Over time, the commercial world also evolved. The standard and the underlying technology for COBOL had to evolve with it, to support an array of emerging technology. Consider this list –

– Client/server
– OO
– SOA
– Web services
– REST/JSON
– Managed Code
– Mobile
– Cloud
-Containers

No one could have predicted the astronomical growth of technology and how it disrupted entire industries and transformed billions of peoples’ lives. Yet Hopper’s language blueprint of portability, legibility and standardization was a platform from which vendors such as Micro Focus have been able to build out generation after generation of improvement, to enable COBOL to remain relevant, accessible and valuable in today’s commercial world.

Good News Travels Fast

The anniversary of Hopper’s birthday was commemorated by industry giants Google in the best way they know how back in 2013 with the creation of a unique “doodle” (the picture on the main search page) as homage to Hopper, including COBOL code being executed on an old machine and even the infamous moth making an appearance.
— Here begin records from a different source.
PR #7, opened 2023-11-01
RFC: Require by string with aliases

menarulalam:
[Rendered](https://github.com/Roblox/luau/blob/RFC-for-req-by-string-aliases/rfcs/require-by-string-aliases.md)

Note: this is one of the two parts that the previous require by string https://github.com/Roblox/luau/pull/969 was split into.

Migrated from https://github.com/luau-lang/luau/pull/1061

### DIFF
--- a/docs/require-by-string-aliases.md
+++ b/docs/require-by-string-aliases.md
@@ -1,0 +1,251 @@
+# Require by String with Aliases
+
+## Summary
+
+We need to add intuitive alias and paths functionality to facilitate the grouping together of related Luau files into libraries and allow for future package managers to be developed and integrated easily. 
+
+## Motivation
+
+The Roblox engine does not currently support require-by-string. One motivation for this RFC is to consolidate require syntax and functionality between the Roblox engine and the broader Luau language itself.
+
+Luau itself currently supports a basic require-by-string syntax that allows for requiring Luau modules by relative or absolute path. Unfortunately, the current implementation does not support aliases.
+
+## Design
+
+#### Aliases
+
+Aliases can be used to bind an absolute or relative path to a convenient, case-sensitive name that can be required directly.
+
+```json
+"aliases": {
+    "Roact": "C:/LuauModules/Roact-v1.4.2"
+}
+```
+
+Based on the alias map above, you would be able to require Roact directly:
+
+```lua
+local Roact = require("Roact")
+```
+
+Or even a sub-module:
+
+```lua
+local createElement = require("Roact/createElement")
+```
+
+Aliases are overrides. Whenever the first component of a path exactly matches a pre-defined alias, it will be replaced before the path is resolved to a file.
+
+##### Versioning
+
+Aliases are simple bindings and aren't concerned with versioning. The intention is to allow package management software to leverage aliases by automatically adding and updating the alias map to reflect a package's dependencies. For manual versioning, a user could always "version" their aliases: `@MyModule-v1`, `@MyModule-v2`, etc.
+
+##### Library root alias
+
+In the past, it has been proposed to define an alias (e.g. "`@`") to represent the root directory of a file's encapsulating library.
+- However, the concept of a "Luau library" and its root directory is not yet rigorously defined in Luau, in terms of folder/file structure.
+- In the future, we may add a `package.json` file or something similar that marks the root directory of a library, but this is outside of the scope of this RFC, which primarily focuses on improving require-by-string.
+- For the time being, this functionality will remain unimplemented for this reason. The alias "`@`" will remain reserved for now, meaning it cannot be overridden.
+
+Of course, users can still use the alias map to explicitly define this behavior with a named alias:
+
+```json
+"aliases": {
+    "src": "../"
+}
+```
+
+#### Paths
+
+Similar to [paths in TypeScript](https://www.typescriptlang.org/tsconfig#paths), we will introduce a `paths` array that can be configured in `.luaurc` files. Whenever a path is passed to `require` and does not begin with `./` or `../`, the path will first be resolved relative to the requiring file. If this fails, we will attempt to resolve paths relative to each path in the `paths` array.
+
+The `paths` array can contain absolute paths, and relative paths are resolved relative to `.luaurc` file in which they appear.
+
+##### Example Definition
+
+With the given `paths` definition (`.luaurc` file located in `/Users/johndoe/Projects/MyProject/src`):
+```json
+"paths": [
+    "../dependencies",
+    "/Users/johndoe/MyLuauLibraries",
+    "/Users/johndoe/MyOtherLuauLibraries",
+]
+```
+
+If `/Users/johndoe/Projects/MyProject/src/init.luau` contained the following code:
+```lua
+local graphing = require("graphing")
+```
+We would search the following directories, in order:
+- `/Users/johndoe/Projects/MyProject/src`
+- `/Users/johndoe/Projects/MyProject/dependencies`
+- `/Users/johndoe/MyLuauLibraries`
+- `/Users/johndoe/MyOtherLuauLibraries`
+
+### Paths array
+
+The `paths` configuration variable provides convenience and allows Luau developers to build complex, well-organized libraries. Imagine the following project structure:
+
+```
+luau-paths-project
+├── .luaurc
+├── dependencies
+│   └── dependency.luau
+└── src
+    └── module.luau
+```
+
+If `.luaurc` contained the following `paths` array:
+```json
+{
+    "paths": ["./dependencies"]
+}
+```
+
+Then, `module.luau` could simply require `dependency.luau` like this:
+```lua
+local dependency = require("dependency")
+
+-- Instead of: require("../dependencies/dependency")
+```
+
+Using the `paths` array allows Luau developers to organize their projects however they like without compromising code readability.
+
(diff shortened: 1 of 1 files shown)


docs/require-by-string-aliases.md
```diff
@@ -0,0 +1,251 @@
...
+
+#### Defining paths/aliases directly in the requiring file
+
+Rather than defining paths/alias maps in an external configuration file, we could alternatively define paths/aliases directly in the files that require them. For example, this could manifest itself through an extension of the `--!` comment syntax or introduce new syntax like `--@<ALIAS> = @<PATH>`.
+```lua
+--@"Roact" = @"C:/LuauModules/Roact-v1.4.2"
+local Roact = require("@Roact")
+
+-- Same as this:
+local Roact = require("@C:/LuauModules/Roact-v1.4.2")
```
alexmccord, line 240: This doesn't look right. It should be without the `@` right?

docs/require-by-string-aliases.md
```diff
@@ -0,0 +1,251 @@
...
+
+#### Aliases
+
+Aliases can be used to bind an absolute or relative path to a convenient, case-sensitive name that can be required directly.
+
+```json
+"aliases": {
+    "Roact": "C:/LuauModules/Roact-v1.4.2"
+}
+```
```
alexmccord, line 23: hmm. I'm actually not sure about case-sensitivity! Paths on Windows and Mac are not case sensitive, but they are on Linux. What do other languages do?

docs/require-by-string-aliases.md
```diff
@@ -0,0 +1,251 @@
...
+
+Based on the alias map above, you would be able to require Roact directly:
+
+```lua
+local Roact = require("Roact")
```
alexmccord, line 28: Why are we dropping the `@` prefix?

docs/require-by-string-aliases.md
alexmccord: I think we should be case insensitive across all platforms, _including Linux_. If we, or the community, develops a package manager, the name of the package they wish to install are going to be case insensitive, so it makes sense for the require by alias to be insensitive.

Otherwise you run into security issues because you typed in the wrong capitalization.

alexmccord: Similarly, we want the name of the library to match the name everywhere except by case, because otherwise you have problems found with `pip`, e.g. `No module named 'yaml'` -> `pip install yaml` -> `cannot find yaml` -> google the name of the package -> `pip install pyyaml`.

docs/require-by-string-aliases.md
menarulalam: Oh did not realize that section was needed in this part. Whoops, fixing it.

docs/require-by-string-aliases.md
menarulalam: By name do you mean the key in the alias map? If so that's user chosen.

alexmccord: Right, it _can be_ user-chosen, but I imagine that if a package management tool exists, it also needs to modify this alias map, right? There's no other way around it. The point I was trying to get across is, the mismatch of "name of the missing module" and "name of the module you need to install" should be exactly the same, _except_ by case.

menarulalam: 1. Ok if we see this alias map primarily being modified by a package manager then I agree with 1. 
2. I don't see a good way to resolve this. Ideally the package manager assigns it the proper name, but inferring the alias from the path has its problems. Maybe I am not understanding your suggestion. What does "we want the name of the library to match the name everywhere except by case" mean?

menarulalam: For posterity, we have decided to make alias names case insensitive and restrict the character set to letters, numbers, and the characters `._-`

docs/require-by-string-aliases.md
alexmccord: Still need to fix the require strings here.

docs/require-by-string-aliases.md
```diff
@@ -0,0 +1,278 @@
...
+```
+
+Or even a sub-module:
+
+```lua
+local createElement = require("Roact/createElement")
+```
+
+Aliases are overrides. Whenever the first component of a path exactly matches a pre-defined alias, it will be replaced before the path is resolved to a file. Alias names are also restricted to the charset `[A-Za-z0-9.-_]`.
```
alexmccord, line 37: Need to escape `-` here, otherwise it is parsed as a range of the byte of `.` (46) and the byte of `_` (95) which obviously is not what you want.

```suggestion
Aliases are overrides. Whenever the first component of a path exactly matches a pre-defined alias, it will be replaced before the path is resolved to a file. Alias names are also restricted to the charset `[A-Za-z0-9.\-_]`.
```

menarulalam: Oh whoops, thanks!

docs/require-by-string-aliases.md
```diff
@@ -0,0 +1,278 @@
...
+
+The Roblox engine does not currently support require-by-string. One motivation for this RFC is to consolidate require syntax and functionality between the Roblox engine and the broader Luau language itself.
+
+Luau itself currently supports a basic require-by-string syntax that allows for requiring Luau modules by relative or absolute path. Unfortunately, the current implementation does not support aliases.
+
+## Design
+
+#### Aliases
+
+Aliases can be used to bind an absolute or relative path to a convenient, case-insensitive name that can be required directly.
```
alexmccord, line 17: I find myself going back and forth on case-sensitivity of alias names. It's annoying that Linux and Roblox are case sensitive, but Windows and Mac are not.

This is made even worse by the fact that changing from case sensitive to insensitive is not backward compatible, and case insensitive to sensitive is also not backward compatible. So we have to pick one and get it right.

menarulalam: I think the original justification that aliases are typically packages and thus should be case insensitive makes sense.

alexmccord: Okay, yeah I'm convinced. Let's add this justification into the RFC.

menarulalam: Done!

alexmccord (approved):

docs/require-by-string-aliases.md
```diff
@@ -0,0 +1,278 @@
...
+local dependency = require("dependency")
+
+-- Instead of: require("../dependencies/dependency")
+```
+
+Using the `paths` array allows Luau developers to organize their projects however they like without compromising code readability.
+
+### Large-scale projects in Luau
+
+For large-scale Luau projects, we might imagine that every dependency of the project is a Luau project itself. We might use an organizational structure like this to create a clean hierarchy:
```
andyfriesen, line 143: This section looks like a partial duplicate of the section that starts at 220.  Is this here intentionally?

docs/require-by-string-aliases.md
```diff
@@ -0,0 +1,265 @@
...
+
+```json
+"aliases": {
+    "src": "../"
+}
+```
+
+#### Paths
+
+Similar to [paths in TypeScript](https://www.typescriptlang.org/tsconfig#paths), we will introduce a `paths` array that can be configured in `.luaurc` files. Whenever a path is passed to `require` and does not begin with `./` or `../`, the path will first be resolved relative to the requiring file. If this fails, we will attempt to resolve paths relative to each path in the `paths` array.
```
JohnnyMorganz, line 87: > the path will first be resolved relative to the requiring file.

Does this contradict the decision made in #6 ? Or does it mean something different

> Relative paths must begin with `./` or `../`, which denote the directory of the requiring file and its parent directory, respectively. Disallowing implicit relative requires (`require("Foo")` resolves to `require("./Foo")`) disambiguation of how requires will run

Same with the provided example below

docs/require-by-string-aliases.md
```diff
@@ -0,0 +1,265 @@
...
+{
+    "aliases": {
+        "Roact": "/Users/johndoe/LuauLibraries/Roact/src"
+    }
+}
+```
+
+Then, we could simply write the following in `module.luau`, and everything would work as intended:
+```lua
+local Roact = require("@Roact")
```
JohnnyMorganz, line 201: Roact in the alias map is pointing to a directory correct? What does the require of a directory point to - is it an `init.luau` file inside that directory? 

(Maybe this is actually a question for #6)

docs/require-by-string-aliases.md
```diff
@@ -0,0 +1,265 @@
...
+└── src
+    └── module.luau
+```
+
+For example, if we wanted to require `Roact` in `module.luau`, we could add the following alias to `.luaurc`:
+
+```json
+{
+    "aliases": {
+        "Roact": "/Users/johndoe/LuauLibraries/Roact/src"
```
JohnnyMorganz, line 194: Can an alias point to a file? Or only a directory?

docs/require-by-string-aliases.md
menarulalam: I guess technically this is still true. However the implication is if the path at first doesn't resolve  relative to the requiring file, there will be more steps after, which is not the case anymore as per that decision.

docs/require-by-string-aliases.md
menarulalam: Yes you can require directories.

Hopper’s Legacy: COBOL today

Hopper remained active in the industry well beyond her scheduled retirement and – as a TV appearance on the Letterman show demonstrates – she remained formidably astute.  Those design principles from over half a century ago, in other industries, would be unlikely to survive. Yet such was the foresight and shrewd thinking of Hopper and her cohorts, her legacy thrives to this day. In fact last Micro Focus helped the COBOL programming language to celebrate it’s Diamond Anniversary with our #COBOL60 Campaign.

cobol-60-years-old

COBOL remains portable, scalable, debuggable, easy to learn, and is the preferred language of business for the vast majority of the global Fortune 100. Micro Focus embodies those principles in our COBOL technology: over 500 platforms have been supported with our portable COBOL technology – the industry’s workhorse business language – and we currently support dozens of those platforms today.

Micro Focus’ latest technology supports enterprise class COBOL applications being developed under Visual Studio or Eclipse IDEs and executing across a range of servers including zEnterprise, JVM, .NET, Unix, Windows, Linux and Cloud. Our Amazing Grace may no longer be with us, but the language she pioneered is still at the core of many business systems, and will continue for many years to come.

I hope you agree that #GraceHopperDay should happen each and every year on December 9.